Entretanto, depois do encontro, líderes sindicais e o presidente da federação italiana das indústrias disseram estar profundamente decepcionados com a incapacidade do governo de apresentar propostas concretas, uma semana depois de Berlusconi anunciar que buscava um amplo consenso para fazer mudanças radicais no mercado de trabalho e no sistema de Seguridade Social.

Pressionados pelos mercados, na semana passada, Berlusconi e o ministro das Finanças, Giulio Tremonti, anunciaram que a Itália reduziria seu déficit orçamentário de 3,9% do PIB, previsto para este ano, para zero até 2013, e não 2014, conforme planejado num pacote de US$ 70 bilhões de aumentos de impostos e cortes de gastos aprovado pelo Parlamento no mês passado.

É uma promessa impossível de ser cumprida. "Nem mesmo Deus Todo-poderoso sabe" o que o governo proporá para equilibrar o orçamento até 2013, disse Mario Baldassarri, um economista formado no MIT e presidente da Comissão de Finanças do Senado, que rompeu com a coalizão de Berlusconi no ano passado.

Com uma dívida pública superior a 120% do PIB e um crescimento previsto de 1%, os custos políticos prometem ser bem altos.

Corte de aposentadorias. Encontrar uma solução provavelmente implicará subverter a ordem social, cortando as aposentadorias e elevando os impostos, ou subverter a ordem política, cortando gastos públicos ligados aos grupos de interesse que atualmente mantêm Berlusconi no poder.

"Esse se tornou o governo das irmandades. Mudar essa situação constituirá um esforço tremendo", afirmou o economista Stefano Micossi, professor do Conselho de Europa e diretor da Assonime, um grupo de pesquisa das empresas privadas italianas. "Ele (Berlusconi) não compreende o mercado, ele compreende os interesses."

Berlusconi chegou ao poder em 1994, depois de um enorme escândalo de suborno que provocou o colapso da ordem política estabelecida, na qual a democracia cristã, os socialistas e os comunistas presidiam há décadas um sistema de troca de empregos por votos que ajudou a inflar o setor público.
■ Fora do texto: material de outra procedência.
PR #917, opened 2022-08-08
Fix flaky test CRFunModeHistoryTest.test_trace_all

dweindl:
The previous check did not handle large values too well. Failed here: https://github.com/ICB-DCM/pyPESTO/runs/7724332758?check_suite_focus=true


PaulJonasJost (approved):

yannikschaelte (commented):
looks good

PR #918, opened 2022-08-10
Select: cleanup use of `minimize_options` in model problem

dilpath:


pypesto/select/model_problem.py
```diff
@@ -122,12 +122,13 @@ def __init__(
                     )
                 # TODO rename `minimize_options` to `minimize_kwargs`.
                 # TODO or allow users to provide custom `minimize` methods?
-                elif minimize_options:
+                else:
```
PaulJonasJost, line 125: What happens now if minimise_options is None?

PaulJonasJost (approved):

pypesto/select/model_problem.py
dilpath: A default value of `{}` was already being set.

https://github.com/ICB-DCM/pyPESTO/blob/45e5ac09fe8c1f45cccfdd392c9133a58a9ef8c0/pypesto/select/model_problem.py#L86-L88

yannikschaelte (commented):
looks good

PR #922, opened 2022-08-12
Fix OptimizerResult.append

dweindl:
We want disjoint IDs, not overlapping IDs in the results to merge.

### DIFF
--- a/pypesto/result/optimize.py
+++ b/pypesto/result/optimize.py
@@ -269,12 +269,12 @@ class OptimizeResult:
         """
         current_ids = set(self.id)
         if isinstance(optimize_result, OptimizeResult):
-            new_ids = [
+            new_ids = {
                 prefix + identifier
                 for identifier in optimize_result.id
                 if identifier is not None
-            ]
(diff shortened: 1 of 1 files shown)


pypesto/result/optimize.py
```diff
@@ -269,12 +269,12 @@ def append(
...
         if isinstance(optimize_result, OptimizeResult):
-            new_ids = [
+            new_ids = {
                 prefix + identifier
                 for identifier in optimize_result.id
                 if identifier is not None
-            ]
-            if current_ids.isdisjoint(new_ids) and new_ids:
+            }
+            if not current_ids.isdisjoint(new_ids) and new_ids:
```
dilpath, line 277:
```suggestion
            if current_ids.intersection(new_ids):
```

dweindl: The former is faster. We don't need the full intersection, it's enough to know that the intersection is non-empty.

PaulJonasJost (approved):
Slip up on my side, thank for correcting :)

PR #930, opened 2022-09-08
Turn off default auto saving

PaulJonasJost:


yannikschaelte (approved):
make sense I think, as discussed in the developer meeting :+1: 
(note: at some point, we should then remove some `filename=None` in notebooks and tests too.

PR #933, opened 2022-09-08
Simplify Julia CI test

yannikschaelte:
As we do not care about the type of model, remove DifferentialEquation.jl for the moment, to speed up CI.

### DIFF
--- a/doc/example/model_julia/LR.jl
+++ b/doc/example/model_julia/LR.jl
@@ -2,6 +2,9 @@
 
 module LR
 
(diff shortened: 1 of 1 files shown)


dweindl (approved):
Can't say much on the Julia part, but looks good to me.

yannikschaelte:
> Can't say much on the Julia part, but looks good to me.

Julia should be ok ^^ Main point is 16 minutes --> 2 minutes runtime.

PR #938, opened 2022-09-09
Fix flaky test_mpipoolengine

dweindl:
See e.g. https://github.com/ICB-DCM/pyPESTO/runs/8266214721?check_suite_focus=true


yannikschaelte (approved):
This serves to use n cores even if not enough cores are available on the runner?

dweindl:
> This serves to use n cores even if not enough cores are available on the runner?

It will use N processes even if fewer than N cores are available.

PR #946, opened 2022-10-05
Speed-up import via lazy imports

### LINKED ISSUE #934: pypesto import is slow
`python -c "import pypesto"` takes 7s on my computer. 
`python -c "import scipy"` takes 0.5s on my computer. 

I think we should think more carefully about what is imported in `pypesto/__init__.py`

yannikschaelte:
fixes #934


yannikschaelte:
Substantially faster now again (19s -> 3.5s, or 8s -> 1.3s). E.g. amici+petab not lazified yet, could be done but leaving for the moment as pypesto's use of those tools is quite strong.

dweindl (approved):
Much better, thanks. On-demand import of amici would be nice, but fine to merge as is. Definitely an improvement.

yannikschaelte:
@dweindl now I also lazified amici+pypesto, in version (2) with local imports. does this seem fine to keep?

dweindl (approved):
:+1:

PR #954, opened 2022-10-24
Cooperative enhanced scatter search

### LINKED ISSUE #284: Interfacing CeSS
I am working with a model for which multistart optimization does not find the ground truth optimum after 100 runs and 2.3 days of computation (with most found local minima being different from each other). However, CeSS global + adjoint sensitivity based local search finds the ground truth optimum after 1.3 days. I was therefore wondering if there are any plans to implement CeSS in pyPESTO (or parPE; see corresponding issue there).

dweindl:
Cooperative enhanced scatter search (CESS) and some fixes to ESS (e.g. bounds handling and option to pass custom refset).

Desde que retornou ao poder em 2001, Berlusconi manteve em grande parte intacto o sistema profundamente arraigado no país, afirmam os analistas, mas substituiu a antiga ordem política com os partidos de sua coalizão. Para cada concessão à Liga do Norte, que apoia Tremonti e batalha para manter a receita fiscal nas regiões, Berlusconi também teve de conceder uma migalha ao Sul, que é a região mais pobre da Itália.

Mesmo depois da onda de privatizações na década de 90, a economia do país ainda depende em grande parte do setor público, particularmente em áreas lucrativas como a da infraestrutura e da saúde, e esses contratos dependem de boas conexões com o governo.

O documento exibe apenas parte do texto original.